──────── Exercise data ────────

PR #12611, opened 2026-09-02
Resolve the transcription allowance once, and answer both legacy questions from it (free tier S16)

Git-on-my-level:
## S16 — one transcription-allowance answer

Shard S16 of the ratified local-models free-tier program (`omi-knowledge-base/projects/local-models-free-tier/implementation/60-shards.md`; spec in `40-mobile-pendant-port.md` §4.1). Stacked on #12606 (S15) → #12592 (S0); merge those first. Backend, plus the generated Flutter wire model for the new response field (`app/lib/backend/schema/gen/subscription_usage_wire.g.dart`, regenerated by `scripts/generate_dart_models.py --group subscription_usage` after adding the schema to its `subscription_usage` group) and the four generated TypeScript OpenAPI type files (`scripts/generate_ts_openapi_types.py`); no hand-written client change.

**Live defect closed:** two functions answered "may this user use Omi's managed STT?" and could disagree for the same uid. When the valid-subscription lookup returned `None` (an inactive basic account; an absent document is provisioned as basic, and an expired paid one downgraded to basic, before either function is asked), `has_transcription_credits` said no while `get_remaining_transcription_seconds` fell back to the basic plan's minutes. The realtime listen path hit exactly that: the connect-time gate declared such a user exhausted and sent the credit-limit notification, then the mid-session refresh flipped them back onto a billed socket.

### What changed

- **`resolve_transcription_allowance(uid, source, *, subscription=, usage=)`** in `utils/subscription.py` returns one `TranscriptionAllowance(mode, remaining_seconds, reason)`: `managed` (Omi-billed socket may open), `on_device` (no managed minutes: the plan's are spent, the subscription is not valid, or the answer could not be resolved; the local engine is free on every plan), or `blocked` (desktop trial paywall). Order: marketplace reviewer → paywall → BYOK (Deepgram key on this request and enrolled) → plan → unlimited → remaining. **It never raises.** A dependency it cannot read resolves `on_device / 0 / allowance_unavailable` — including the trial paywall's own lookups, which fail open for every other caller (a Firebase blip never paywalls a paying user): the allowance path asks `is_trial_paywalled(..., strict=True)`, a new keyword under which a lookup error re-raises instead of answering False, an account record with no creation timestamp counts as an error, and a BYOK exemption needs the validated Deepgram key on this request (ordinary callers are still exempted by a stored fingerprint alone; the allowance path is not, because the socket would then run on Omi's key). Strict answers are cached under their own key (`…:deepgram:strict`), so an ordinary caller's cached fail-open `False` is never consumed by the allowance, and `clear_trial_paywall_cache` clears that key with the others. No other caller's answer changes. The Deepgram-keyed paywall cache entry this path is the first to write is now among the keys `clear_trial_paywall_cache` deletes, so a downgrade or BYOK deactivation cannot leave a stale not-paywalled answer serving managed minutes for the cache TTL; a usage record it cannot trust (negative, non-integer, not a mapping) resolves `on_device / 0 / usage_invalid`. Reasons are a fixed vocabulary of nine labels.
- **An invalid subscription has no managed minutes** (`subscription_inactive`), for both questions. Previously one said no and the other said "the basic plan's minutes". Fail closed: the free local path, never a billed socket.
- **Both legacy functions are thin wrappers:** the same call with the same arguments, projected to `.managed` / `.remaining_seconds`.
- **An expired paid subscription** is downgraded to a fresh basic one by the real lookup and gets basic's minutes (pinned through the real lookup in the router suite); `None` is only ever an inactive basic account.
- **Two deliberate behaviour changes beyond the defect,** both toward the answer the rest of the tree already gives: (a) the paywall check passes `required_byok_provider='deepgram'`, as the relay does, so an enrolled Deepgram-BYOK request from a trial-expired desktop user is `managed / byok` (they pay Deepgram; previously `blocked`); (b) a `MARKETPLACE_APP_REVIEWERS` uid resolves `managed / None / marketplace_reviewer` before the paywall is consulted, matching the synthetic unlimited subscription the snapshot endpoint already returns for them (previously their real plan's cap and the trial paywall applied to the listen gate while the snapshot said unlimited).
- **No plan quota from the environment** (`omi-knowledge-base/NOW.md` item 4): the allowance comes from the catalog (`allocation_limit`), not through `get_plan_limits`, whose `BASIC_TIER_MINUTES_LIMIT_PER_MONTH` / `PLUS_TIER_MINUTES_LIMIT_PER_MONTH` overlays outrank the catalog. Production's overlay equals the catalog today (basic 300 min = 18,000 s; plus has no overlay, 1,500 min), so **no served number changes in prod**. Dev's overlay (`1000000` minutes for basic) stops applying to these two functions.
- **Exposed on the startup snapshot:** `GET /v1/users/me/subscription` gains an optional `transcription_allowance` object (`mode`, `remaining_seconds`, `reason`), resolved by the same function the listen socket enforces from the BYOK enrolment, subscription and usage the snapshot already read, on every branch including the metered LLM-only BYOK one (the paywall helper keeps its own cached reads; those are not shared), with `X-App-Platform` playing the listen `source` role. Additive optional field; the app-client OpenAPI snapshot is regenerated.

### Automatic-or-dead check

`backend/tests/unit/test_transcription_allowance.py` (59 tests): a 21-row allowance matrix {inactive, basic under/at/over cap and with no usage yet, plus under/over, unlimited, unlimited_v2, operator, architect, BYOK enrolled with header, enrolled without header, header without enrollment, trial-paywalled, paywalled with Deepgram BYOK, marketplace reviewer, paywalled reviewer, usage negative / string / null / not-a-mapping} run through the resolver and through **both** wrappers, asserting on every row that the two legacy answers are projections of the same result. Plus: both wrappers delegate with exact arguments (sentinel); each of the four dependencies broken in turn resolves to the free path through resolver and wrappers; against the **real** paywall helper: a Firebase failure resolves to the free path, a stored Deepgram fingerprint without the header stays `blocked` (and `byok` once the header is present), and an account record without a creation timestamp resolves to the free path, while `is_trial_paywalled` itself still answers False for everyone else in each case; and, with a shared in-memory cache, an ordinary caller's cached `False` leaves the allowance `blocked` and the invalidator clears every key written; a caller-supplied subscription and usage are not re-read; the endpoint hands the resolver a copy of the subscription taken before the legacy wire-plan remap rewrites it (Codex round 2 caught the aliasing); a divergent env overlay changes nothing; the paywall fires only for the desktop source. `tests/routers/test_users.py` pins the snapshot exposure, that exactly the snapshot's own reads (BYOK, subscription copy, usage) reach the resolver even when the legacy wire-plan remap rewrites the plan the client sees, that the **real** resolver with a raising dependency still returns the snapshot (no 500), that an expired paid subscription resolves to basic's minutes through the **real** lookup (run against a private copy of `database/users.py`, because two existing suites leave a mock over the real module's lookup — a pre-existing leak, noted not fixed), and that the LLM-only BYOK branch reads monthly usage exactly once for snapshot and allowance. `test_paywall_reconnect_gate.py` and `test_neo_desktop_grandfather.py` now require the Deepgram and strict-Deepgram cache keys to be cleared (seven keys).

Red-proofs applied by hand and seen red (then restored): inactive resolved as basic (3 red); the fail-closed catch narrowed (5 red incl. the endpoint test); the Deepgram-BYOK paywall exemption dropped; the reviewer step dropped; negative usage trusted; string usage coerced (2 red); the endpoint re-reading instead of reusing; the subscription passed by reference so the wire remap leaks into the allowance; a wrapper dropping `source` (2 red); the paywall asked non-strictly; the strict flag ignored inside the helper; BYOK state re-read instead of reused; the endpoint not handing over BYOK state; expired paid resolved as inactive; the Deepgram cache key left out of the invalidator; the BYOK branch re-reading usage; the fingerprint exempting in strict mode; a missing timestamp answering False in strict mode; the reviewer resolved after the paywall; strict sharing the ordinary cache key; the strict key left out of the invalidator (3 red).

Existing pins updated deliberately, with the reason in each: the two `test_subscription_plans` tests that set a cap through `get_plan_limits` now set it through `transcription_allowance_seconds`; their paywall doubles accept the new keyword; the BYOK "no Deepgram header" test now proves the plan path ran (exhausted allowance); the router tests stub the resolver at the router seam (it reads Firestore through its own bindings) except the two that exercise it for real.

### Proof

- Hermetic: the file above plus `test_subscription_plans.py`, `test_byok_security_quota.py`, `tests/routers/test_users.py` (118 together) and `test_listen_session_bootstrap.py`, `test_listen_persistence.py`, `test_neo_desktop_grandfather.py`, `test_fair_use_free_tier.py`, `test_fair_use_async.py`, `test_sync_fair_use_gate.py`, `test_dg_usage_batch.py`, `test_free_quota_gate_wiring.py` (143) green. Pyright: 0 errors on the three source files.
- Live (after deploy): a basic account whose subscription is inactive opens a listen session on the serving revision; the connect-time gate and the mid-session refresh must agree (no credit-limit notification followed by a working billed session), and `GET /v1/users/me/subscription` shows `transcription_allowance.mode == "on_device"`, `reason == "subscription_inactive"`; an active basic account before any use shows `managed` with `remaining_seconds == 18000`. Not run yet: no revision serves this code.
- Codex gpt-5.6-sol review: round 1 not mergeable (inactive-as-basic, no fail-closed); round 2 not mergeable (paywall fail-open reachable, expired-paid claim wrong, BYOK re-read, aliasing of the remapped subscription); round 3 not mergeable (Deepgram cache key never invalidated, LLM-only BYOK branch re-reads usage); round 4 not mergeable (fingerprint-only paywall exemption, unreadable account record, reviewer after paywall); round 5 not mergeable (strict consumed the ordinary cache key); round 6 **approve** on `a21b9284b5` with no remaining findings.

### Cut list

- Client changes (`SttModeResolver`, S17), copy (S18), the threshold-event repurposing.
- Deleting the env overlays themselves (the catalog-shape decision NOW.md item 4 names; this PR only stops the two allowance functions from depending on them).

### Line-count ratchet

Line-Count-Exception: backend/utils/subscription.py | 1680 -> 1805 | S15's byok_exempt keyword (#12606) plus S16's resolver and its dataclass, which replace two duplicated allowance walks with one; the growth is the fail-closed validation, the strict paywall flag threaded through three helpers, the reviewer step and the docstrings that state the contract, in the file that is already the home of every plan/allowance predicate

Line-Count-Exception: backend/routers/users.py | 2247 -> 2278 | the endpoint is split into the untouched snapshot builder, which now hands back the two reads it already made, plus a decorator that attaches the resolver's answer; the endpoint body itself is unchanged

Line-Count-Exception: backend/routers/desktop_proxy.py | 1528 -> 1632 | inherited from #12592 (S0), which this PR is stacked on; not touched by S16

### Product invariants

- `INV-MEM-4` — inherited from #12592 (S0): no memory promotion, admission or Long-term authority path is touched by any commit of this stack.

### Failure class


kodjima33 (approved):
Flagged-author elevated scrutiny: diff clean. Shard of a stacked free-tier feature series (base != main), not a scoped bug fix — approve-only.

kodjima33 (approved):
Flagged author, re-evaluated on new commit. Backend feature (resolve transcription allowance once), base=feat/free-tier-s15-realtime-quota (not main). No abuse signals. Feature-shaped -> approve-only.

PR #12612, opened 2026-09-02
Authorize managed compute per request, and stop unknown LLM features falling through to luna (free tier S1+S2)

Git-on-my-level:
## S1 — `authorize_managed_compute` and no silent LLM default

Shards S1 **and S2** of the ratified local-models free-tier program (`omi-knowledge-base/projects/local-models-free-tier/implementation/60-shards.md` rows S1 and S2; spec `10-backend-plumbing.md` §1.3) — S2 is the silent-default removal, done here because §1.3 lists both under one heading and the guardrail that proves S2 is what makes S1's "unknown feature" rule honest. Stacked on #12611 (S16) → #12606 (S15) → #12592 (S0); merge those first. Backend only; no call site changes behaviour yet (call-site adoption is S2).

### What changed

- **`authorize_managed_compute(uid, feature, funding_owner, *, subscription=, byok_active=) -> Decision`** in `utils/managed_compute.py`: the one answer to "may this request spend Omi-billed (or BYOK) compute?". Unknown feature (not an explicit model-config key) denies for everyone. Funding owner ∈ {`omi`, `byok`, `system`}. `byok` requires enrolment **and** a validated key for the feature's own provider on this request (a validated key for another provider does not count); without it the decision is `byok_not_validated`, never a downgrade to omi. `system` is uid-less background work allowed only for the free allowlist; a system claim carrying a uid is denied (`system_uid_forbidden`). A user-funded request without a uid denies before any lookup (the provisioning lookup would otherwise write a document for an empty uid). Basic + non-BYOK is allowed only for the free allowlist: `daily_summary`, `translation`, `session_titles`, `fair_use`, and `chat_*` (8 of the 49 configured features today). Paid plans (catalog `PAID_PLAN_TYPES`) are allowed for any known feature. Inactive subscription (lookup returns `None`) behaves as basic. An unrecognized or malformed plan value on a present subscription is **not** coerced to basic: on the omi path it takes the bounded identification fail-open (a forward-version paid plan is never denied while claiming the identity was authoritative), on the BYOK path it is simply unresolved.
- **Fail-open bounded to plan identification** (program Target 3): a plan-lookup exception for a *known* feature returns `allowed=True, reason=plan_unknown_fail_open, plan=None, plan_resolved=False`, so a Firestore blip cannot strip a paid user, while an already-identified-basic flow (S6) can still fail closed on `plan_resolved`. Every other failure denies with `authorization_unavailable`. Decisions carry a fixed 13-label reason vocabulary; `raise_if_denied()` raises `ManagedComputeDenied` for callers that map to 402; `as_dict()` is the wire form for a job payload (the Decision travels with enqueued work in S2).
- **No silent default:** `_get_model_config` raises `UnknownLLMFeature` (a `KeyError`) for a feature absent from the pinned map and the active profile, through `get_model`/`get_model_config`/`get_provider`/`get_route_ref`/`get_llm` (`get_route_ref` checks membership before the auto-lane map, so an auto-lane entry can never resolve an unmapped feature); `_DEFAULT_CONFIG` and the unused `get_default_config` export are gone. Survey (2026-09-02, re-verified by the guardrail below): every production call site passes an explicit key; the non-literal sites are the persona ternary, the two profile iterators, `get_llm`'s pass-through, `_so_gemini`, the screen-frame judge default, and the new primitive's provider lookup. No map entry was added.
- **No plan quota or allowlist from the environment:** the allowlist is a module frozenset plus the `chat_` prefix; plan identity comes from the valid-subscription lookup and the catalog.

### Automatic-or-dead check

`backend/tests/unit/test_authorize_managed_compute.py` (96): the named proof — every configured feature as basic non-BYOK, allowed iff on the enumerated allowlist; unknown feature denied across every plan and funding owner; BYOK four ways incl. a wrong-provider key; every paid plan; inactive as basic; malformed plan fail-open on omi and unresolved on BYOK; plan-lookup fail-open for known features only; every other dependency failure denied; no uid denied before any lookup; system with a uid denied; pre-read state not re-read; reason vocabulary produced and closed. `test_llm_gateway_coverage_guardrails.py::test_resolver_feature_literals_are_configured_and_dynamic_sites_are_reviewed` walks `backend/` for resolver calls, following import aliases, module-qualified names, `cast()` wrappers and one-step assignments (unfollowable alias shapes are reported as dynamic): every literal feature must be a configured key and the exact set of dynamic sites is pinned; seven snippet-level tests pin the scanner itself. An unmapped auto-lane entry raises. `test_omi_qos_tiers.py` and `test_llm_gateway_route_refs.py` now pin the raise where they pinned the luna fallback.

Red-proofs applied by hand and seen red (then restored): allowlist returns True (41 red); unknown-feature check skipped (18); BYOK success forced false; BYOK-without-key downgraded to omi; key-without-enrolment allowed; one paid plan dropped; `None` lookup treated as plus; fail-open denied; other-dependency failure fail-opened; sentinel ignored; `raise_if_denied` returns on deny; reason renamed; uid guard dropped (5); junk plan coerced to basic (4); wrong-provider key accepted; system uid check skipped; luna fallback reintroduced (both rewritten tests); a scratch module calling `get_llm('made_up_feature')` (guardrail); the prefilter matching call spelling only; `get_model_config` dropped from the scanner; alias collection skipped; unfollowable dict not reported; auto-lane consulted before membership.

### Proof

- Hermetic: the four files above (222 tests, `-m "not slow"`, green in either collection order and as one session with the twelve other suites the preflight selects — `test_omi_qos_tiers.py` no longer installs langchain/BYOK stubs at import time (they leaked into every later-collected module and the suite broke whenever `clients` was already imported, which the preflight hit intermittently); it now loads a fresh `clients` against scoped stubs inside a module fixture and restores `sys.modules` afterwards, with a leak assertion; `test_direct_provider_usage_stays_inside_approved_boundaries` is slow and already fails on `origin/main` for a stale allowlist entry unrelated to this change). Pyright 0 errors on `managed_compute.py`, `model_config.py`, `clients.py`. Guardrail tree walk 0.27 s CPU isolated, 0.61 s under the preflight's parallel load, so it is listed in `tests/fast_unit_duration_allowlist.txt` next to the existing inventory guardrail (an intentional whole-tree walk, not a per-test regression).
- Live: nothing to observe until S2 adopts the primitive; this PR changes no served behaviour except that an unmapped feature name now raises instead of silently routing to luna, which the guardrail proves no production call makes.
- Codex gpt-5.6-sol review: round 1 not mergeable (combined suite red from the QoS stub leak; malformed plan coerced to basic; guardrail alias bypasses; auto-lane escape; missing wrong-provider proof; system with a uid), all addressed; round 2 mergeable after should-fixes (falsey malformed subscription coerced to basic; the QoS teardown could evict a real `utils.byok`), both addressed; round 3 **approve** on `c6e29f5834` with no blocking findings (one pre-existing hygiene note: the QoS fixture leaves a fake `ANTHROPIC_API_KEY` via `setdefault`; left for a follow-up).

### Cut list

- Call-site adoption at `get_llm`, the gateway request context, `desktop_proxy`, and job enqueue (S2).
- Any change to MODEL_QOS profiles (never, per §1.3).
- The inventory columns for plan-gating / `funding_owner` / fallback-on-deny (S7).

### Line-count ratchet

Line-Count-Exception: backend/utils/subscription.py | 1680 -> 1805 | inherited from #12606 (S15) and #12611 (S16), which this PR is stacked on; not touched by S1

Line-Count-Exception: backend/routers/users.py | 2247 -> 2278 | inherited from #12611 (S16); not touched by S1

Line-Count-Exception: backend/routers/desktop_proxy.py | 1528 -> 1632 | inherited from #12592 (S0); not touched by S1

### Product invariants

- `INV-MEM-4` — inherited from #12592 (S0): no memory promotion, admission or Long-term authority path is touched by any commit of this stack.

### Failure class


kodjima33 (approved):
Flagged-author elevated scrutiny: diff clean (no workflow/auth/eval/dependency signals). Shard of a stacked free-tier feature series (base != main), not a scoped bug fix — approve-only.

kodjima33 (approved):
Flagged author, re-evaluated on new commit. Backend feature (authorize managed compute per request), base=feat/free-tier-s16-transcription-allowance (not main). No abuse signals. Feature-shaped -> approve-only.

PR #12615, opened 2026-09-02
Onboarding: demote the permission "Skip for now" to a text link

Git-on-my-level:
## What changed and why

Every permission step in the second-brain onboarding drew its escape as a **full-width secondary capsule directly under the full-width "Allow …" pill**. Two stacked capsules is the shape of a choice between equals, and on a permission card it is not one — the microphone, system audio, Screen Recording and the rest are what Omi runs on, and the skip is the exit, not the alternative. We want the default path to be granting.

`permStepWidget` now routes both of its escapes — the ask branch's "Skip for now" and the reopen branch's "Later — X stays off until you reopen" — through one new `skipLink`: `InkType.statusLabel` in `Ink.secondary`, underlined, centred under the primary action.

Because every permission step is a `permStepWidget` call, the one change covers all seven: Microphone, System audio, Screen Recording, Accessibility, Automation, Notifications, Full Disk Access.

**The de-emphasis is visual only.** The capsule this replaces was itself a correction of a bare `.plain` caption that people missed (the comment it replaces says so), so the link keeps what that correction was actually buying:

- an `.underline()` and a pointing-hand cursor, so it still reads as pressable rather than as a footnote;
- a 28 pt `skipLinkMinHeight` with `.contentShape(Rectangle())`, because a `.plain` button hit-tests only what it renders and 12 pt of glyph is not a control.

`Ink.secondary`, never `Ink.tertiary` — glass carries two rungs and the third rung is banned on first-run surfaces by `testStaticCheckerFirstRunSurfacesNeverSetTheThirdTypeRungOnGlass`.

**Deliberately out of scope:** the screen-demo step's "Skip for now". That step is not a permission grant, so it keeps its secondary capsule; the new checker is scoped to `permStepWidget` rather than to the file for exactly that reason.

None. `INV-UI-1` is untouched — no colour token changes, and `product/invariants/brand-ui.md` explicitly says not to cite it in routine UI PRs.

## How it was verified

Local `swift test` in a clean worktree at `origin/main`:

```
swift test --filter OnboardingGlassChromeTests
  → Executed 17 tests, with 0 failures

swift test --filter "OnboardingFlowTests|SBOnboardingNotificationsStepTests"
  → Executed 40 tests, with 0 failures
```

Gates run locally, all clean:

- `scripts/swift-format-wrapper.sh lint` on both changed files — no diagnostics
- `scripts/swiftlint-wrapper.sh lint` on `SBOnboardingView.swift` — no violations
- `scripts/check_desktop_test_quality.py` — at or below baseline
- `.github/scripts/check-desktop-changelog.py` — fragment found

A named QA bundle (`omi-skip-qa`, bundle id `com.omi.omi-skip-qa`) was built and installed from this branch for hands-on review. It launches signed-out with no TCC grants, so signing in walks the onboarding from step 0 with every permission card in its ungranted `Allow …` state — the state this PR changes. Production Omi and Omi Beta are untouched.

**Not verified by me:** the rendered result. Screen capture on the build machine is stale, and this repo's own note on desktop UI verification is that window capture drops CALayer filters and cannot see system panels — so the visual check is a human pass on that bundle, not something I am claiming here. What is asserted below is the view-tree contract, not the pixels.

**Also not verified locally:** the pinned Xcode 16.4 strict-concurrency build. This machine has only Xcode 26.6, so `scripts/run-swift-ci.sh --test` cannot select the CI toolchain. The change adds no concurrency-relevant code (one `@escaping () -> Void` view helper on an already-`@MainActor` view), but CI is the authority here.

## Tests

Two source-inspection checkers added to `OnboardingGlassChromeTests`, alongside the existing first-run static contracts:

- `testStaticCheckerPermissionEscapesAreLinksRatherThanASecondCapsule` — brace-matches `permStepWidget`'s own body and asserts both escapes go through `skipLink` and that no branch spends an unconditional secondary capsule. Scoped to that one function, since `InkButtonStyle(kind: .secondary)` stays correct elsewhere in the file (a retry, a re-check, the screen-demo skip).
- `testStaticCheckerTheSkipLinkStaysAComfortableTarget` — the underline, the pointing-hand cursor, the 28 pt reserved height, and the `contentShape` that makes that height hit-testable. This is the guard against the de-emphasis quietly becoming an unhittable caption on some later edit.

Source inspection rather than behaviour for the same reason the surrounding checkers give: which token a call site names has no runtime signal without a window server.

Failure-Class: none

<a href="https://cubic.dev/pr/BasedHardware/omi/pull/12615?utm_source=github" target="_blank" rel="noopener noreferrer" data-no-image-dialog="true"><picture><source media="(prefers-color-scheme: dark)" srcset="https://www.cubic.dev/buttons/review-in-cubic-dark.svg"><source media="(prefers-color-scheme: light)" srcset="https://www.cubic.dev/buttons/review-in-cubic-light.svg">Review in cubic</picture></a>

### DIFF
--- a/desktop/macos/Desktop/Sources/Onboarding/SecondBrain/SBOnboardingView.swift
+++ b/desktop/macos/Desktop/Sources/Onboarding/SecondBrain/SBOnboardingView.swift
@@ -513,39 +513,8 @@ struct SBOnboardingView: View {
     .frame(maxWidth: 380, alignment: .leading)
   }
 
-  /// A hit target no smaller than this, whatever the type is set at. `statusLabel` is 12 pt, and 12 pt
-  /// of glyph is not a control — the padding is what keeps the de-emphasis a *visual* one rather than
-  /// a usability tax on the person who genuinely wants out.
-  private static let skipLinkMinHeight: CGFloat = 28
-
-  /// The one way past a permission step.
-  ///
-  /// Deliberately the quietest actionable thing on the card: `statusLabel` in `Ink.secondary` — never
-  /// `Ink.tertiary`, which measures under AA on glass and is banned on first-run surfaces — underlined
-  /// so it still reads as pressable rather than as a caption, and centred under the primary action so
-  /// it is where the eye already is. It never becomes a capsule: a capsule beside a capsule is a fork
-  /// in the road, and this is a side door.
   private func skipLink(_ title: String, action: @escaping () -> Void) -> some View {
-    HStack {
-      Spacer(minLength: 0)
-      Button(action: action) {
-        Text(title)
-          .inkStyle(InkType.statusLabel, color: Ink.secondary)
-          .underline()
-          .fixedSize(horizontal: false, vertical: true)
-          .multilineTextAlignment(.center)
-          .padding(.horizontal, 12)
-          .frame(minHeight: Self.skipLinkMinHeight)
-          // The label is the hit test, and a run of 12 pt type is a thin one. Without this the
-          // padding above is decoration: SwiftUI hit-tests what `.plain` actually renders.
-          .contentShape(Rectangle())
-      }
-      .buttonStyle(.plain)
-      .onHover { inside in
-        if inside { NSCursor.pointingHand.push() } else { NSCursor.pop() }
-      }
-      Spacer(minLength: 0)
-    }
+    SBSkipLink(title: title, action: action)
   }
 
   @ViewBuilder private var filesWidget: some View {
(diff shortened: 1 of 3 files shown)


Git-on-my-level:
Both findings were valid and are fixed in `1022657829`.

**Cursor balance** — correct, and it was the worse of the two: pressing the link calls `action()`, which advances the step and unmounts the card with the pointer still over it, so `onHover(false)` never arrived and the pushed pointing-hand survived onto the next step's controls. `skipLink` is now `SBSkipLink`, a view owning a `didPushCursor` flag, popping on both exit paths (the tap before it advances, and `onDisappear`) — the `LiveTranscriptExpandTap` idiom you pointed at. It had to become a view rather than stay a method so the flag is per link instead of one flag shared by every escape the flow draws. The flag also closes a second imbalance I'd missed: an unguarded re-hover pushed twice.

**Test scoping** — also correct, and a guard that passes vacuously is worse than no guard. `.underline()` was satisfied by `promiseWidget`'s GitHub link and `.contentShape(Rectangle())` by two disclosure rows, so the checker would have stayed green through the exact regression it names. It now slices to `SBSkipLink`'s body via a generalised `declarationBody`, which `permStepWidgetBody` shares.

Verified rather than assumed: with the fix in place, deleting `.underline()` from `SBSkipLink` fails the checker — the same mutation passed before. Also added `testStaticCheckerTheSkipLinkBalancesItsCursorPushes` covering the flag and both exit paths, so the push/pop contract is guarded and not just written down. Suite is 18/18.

────────

Return, from the entries, each line that holds "makes".

> _Completed exercise_
Shards S1 **and S2** of the ratified local-models free-tier program (`omi-knowledge-base/projects/local-models-free-tier/implementation/60-shards.md` rows S1 and S2; spec `10-backend-plumbing.md` §1.3) — S2 is the silent-default removal, done here because §1.3 lists both under one heading and the guardrail that proves S2 is what makes S1's "unknown feature" rule honest. Stacked on #12611 (S16) → #12606 (S15) → #12592 (S0); merge those first. Backend only; no call site changes behaviour yet (call-site adoption is S2).
- Live: nothing to observe until S2 adopts the primitive; this PR changes no served behaviour except that an unmapped feature name now raises instead of silently routing to luna, which the guardrail proves no production call makes.
- `testStaticCheckerTheSkipLinkStaysAComfortableTarget` — the underline, the pointing-hand cursor, the 28 pt reserved height, and the `contentShape` that makes that height hit-testable. This is the guard against the de-emphasis quietly becoming an unhittable caption on some later edit.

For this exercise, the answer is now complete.